* [Requirement]: From the entries below, copy every line holding the word "fact".

* [Input]:
PR #2725, opened 2015-12-22
Cleaned up all the ipc/startup code

ghost:
- Removed duplicate code of ipc event sending
- Removed duplicate code of profile loading
- Fixed bug where activating existing instance still started new instance of qtox asking to select a profile
- IPC messages are now profile-aware and are sent to instance that runs specified profile in -p flag or to ipc owner if -p is not specified.
- Specifying -p implies autologin

If -p flag is specified ipc events will be send to instance which runs specified profile. If instance using that profile does not run - new qTox instance will be started. This works with password-protected profiles too - new instance will handle "uri" or "save" events after accepting user password.

### DIFF
--- a/src/ipc.cpp
+++ b/src/ipc.cpp
@@ -186,7 +186,8 @@ bool IPC::waitUntilAccepted(time_t postTime, int32_t timeout/*=-1*/)
 {
     bool result = false;
     time_t start = time(0);
-    forever {
+    forever
+    {
         result = isEventAccepted(postTime);
         if (result || (timeout > 0 && difftime(time(0), start) >= timeout))
             break;
--- a/src/main.cpp
+++ b/src/main.cpp
@@ -157,104 +157,84 @@ int main(int argc, char *argv[])
 #endif
 
 
+    QString profileName;
+    bool autoLogin = Settings::getInstance().getAutoLogin();
 #ifndef Q_OS_ANDROID
     // Inter-process communication
     ipc.registerEventHandler("uri", &toxURIEventHandler);
     ipc.registerEventHandler("save", &toxSaveEventHandler);
     ipc.registerEventHandler("activate", &toxActivateEventHandler);
 
+    uint32_t ipcDest = 0;
+    QString eventType, firstParam;
     if (parser.isSet("p"))
     {
-        QString profileName = parser.value("p");
-        if (Profile::exists(profileName))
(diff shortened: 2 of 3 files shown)


suhr:
> Specifying -p implies autologin

Why?

ghost:
Because if you select profile explicitly you obviously want to use that profile and not select another one.

EDIT:
Travis fails finding sqlcipher headers - not my fault o7

suhr:
> Because if you select profile explicitly you obviously want to use that profile and not select another one.

Not really. You usually have one main profile and some secondary. And you don't want to change your main profile to load a secondary one.
If you really want to change active profile you usually just exit then load an another one.

ghost:
You misunderstand purpose of -p flag. Its just like -P of firefox for instance.

suhr:
Ok, can you provide an option that does _not_ change the current profile?

antis81:
> Ok, can you provide an option that does not change the current profile?

Actually it is more like: Start qTox with the latest active profile. We could allow an empty attribute value to `-p`

@r-ku 

> Specifying -p implies autologin

That's a bad idea. Instead, one should be required to enter password to load the requested profile (just like with `ssh foo-user@bar-target` or `ssh -l foo-user bar-target`). In fact the meaning is `autologin == "remove password"` -> We should not allow that. @tux3 ??

ghost:
@antis81 starting qtox without `-p` starts last active profile. Point of `-p` is to pre-select that profile. There is no point in specifying `-p` without profile name as it is default behaviour already.

```
That's a bad idea. Instead, one should be required to enter password to load the requested profile
```

Obviously. And that is what happens if password is set. Password is used to encrypt profile remember? It is impossible to load profile without password if such password is set. Dont be confused. Autologin is implied in a sense that:
- If password is not set specified profile will be loaded without showing profile selection window. We selected profile with `-p` flag after all.
- If password is set it will select profile specified by `-p` in profile selection window. It still asks to enter password though because skipping this step is impossible.

I thought i clearly stated in my first post it works in this way. Apparently not, sorry about that.

antis81:
@r-ku I don't see a reason to hold this back any longer. Ready to merge?

ghost:
Yes the way i see it its complete. I dont want to add anything more.

tux3:
Looks good to me.

PR #2736, opened 2015-12-24
Fix default smiley pack. Necessary because of the name changes.

ovalseven8:


zetok:
@antis81 uh, this merge wasn't signed

antis81:
Hm, that's right, thanks. Probably because the commit was not made by me… :)

@ovalseven8
Please sign your qTox commits with PGP signature (https://git-scm.com/book/uz/v2/Git-Tools-Signing-Your-Work#Signing-Commits). Some help with that:

``` bash
cd /path/to/qtox-project-dir
git config --global user.signingkey FFFFFFFF  ## <=== insert your GPG key here as described in Git
git config --local commit.gpgsign true
```

Depending on your distro/OS, you may be required to install `gnupg-agent` (graphical passphrase-dialog).

ovalseven8:
A merge commit is missing, isn't it?

zetok:
> A merge commit is missing, isn't it?

Indeed.

antis81:
No, not really. I could have signed off (by using the --sign-off attribute), but still the commit wouldn't be signed by the original author, which is @ovalseven8. So please pgp-sign your commits by following the instructions above. Producing a merge commit is absolutely the same thing and every single commit within the merge will not be signed.

Actually we should introduce a push hook on Github to verify, that all commits are signed. Otherwise these incidents will happen and we live with that.

zetok:
@antis81 eh. It matters whether all stuff that gets merged gets signed, and not really whether every single commit in the merge gets signed. That's why people with write access to the repo should sign everything, and don't do `merge --ff`, while PR submitters don't have to sign anything.

And yes, **merge commit is missing**.

> I could have signed off (by using the --sign-off attribute)

Err, `--signoff` doesn't produce GPG signature, nor does it constitute merge commit.

You probably would want to adjust in your git config `merge.ff`, and set it to `false`.

In regard to signing things:
https://github.com/zetok/gentoo-overlay-tox/issues/49#issuecomment-55525109
↓

```
git show -q --pretty="format:%h %an %G?" $(git rev-list --first-parent 22ddef48b192e80f7159ea78e65aa606e914c950..f70b249ed8c101fbaf056336153bdf94bfcd2d29) | grep '.* [NBU]$'
```

PR #2741, opened 2015-12-28
add button to show qrcode of toxid of friends in show details view

dardevelin:
this makes it easier to give away someone's contact.
however this implementation still suffers from the fact that clients
don't get notified if the owner changes the toxid and therefor it
may be providing useless toxids through the qrcode. This should
be possible to fix by adding an extension to the toxcore to allow clients
to request the current toxid from the source akin to the irc CTCP requests.

### DIFF
--- a/src/widget/about/aboutuser.cpp
+++ b/src/widget/about/aboutuser.cpp
@@ -8,6 +8,8 @@
 #include <QFileDialog>
 #include <QMessageBox>
 
+#include "../qrwidget.h"
+
 AboutUser::AboutUser(ToxId &toxId, QWidget *parent) :
     QDialog(parent),
     ui(new Ui::AboutUser)
@@ -20,6 +22,7 @@ AboutUser::AboutUser(ToxId &toxId, QWidget *parent) :
     connect(ui->autoaccept, &QCheckBox::clicked, this, &AboutUser::onAutoAcceptClicked);
     connect(ui->selectSaveDir, &QPushButton::clicked, this,  &AboutUser::onSelectDirClicked);
     connect(ui->removeHistory, &QPushButton::clicked, this, &AboutUser::onRemoveHistoryClicked);
+    connect(ui->showQRCode, &QPushButton::clicked, this, &AboutUser::onShowQRCodeClicked);
 
     this->toxId = toxId;
     QString dir = Settings::getInstance().getAutoAcceptDir(this->toxId);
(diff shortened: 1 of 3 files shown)


ProMcTagonist:
Very nice. Is there a reason the user has to click a button to display the code?

> extension to the toxcore

Would be cool. How is that coming along, @subliun?

ovalseven8:
Well, I don't think this is needed.
There's a reason why the friends doesn't get the current Tox ID from the user. It's like a privacy feature and makes the NoSpam feature more reliable.

If a user really needs to know the full Tox ID, he just can ask the other user for it.

agilob:
I think it would be useful, but only if we had toxid, it's useless for public key.

dardevelin:
@ProMcTagonist No needed, just didn't feel like making the view details even bigger for an info that is only needed sometimes. I also though that by adding a button it would simplify if toxcore never landed the feature to make the clients implement this as a client feature if need be. Like i mentioned earlier, IRC does this very gracefully. CTCP VERSION and you get the version (if the client supports this feature). One could do similarly for ToxID.

@ovalseven8 well to be fair if you already accepted me. I am no longer your issue. This also would allow CTCP like functions to be able to 'black list' thus allowing for blocked users. 
Friends that are no longer such.

@agilob currently it uses the available ToxId, not the publicKey. If toxcore lands quickly enough with backend support for this, the button just needs to fetch using whatever toxcore does.
Otherwise the client can just implement CTCP like functionality. IRC has solved this issue and it doesn't seem to be too much of an issue to be honest.

I am not that familiar with the core, but if need be. I'll implement this in core. Even though I think CTCP client side would be a simple easy way to deal with this. if IRC clients can do it, I don't think it is an issue for tox clients.

agilob:
Yes, I think using public key instead full toxid introduces nothing more than just a confusion, in user profile you see Qr code to toxid, not public key, and that makes sense.

tux3:
Well, this is just like the "Copy Tox ID" feature we used to have. It's a great idea in principle, but the problem is that without toxcore support it's just not reliable, and it's going to cause more confusion than anything.

Since toxcore is probably not going to add support in the short term, and since we have no plan for protocol extensions at the moment, I'm going to close this for now. 
When there's a solid solution for getting a friend's Tox ID or for introducing one friend to another friend, it would make sense to resend this.

PR #2013, opened 2015-07-17
Chatform improvements

TheSpiritXIII:
I've made a bunch of changes. Listen up!

Changes I’ve made:
- You can now adjust the left and right columns of the chat form by dragging them. This will surely help when text size is able to be changed. Helps with #1288 #1974 
- Hovering over text on the chat form gives the I-beam cursor.
- You can now search and find text in the chat form using Ctrl+F.
- Whitespace bug is now fixed.
- Option to show group peer list on the side instead of on top. #677
- Chats always load with some history no matter how far back it was (previously, it would load history up to 7 days back). History is loaded by amount instead of days so it never loads too much or too little.
- History is loaded dynamically when scrolling up.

* [Exercise solution]:
That's a bad idea. Instead, one should be required to enter password to load the requested profile (just like with `ssh foo-user@bar-target` or `ssh -l foo-user bar-target`). In fact the meaning is `autologin == "remove password"` -> We should not allow that. @tux3 ??
however this implementation still suffers from the fact that clients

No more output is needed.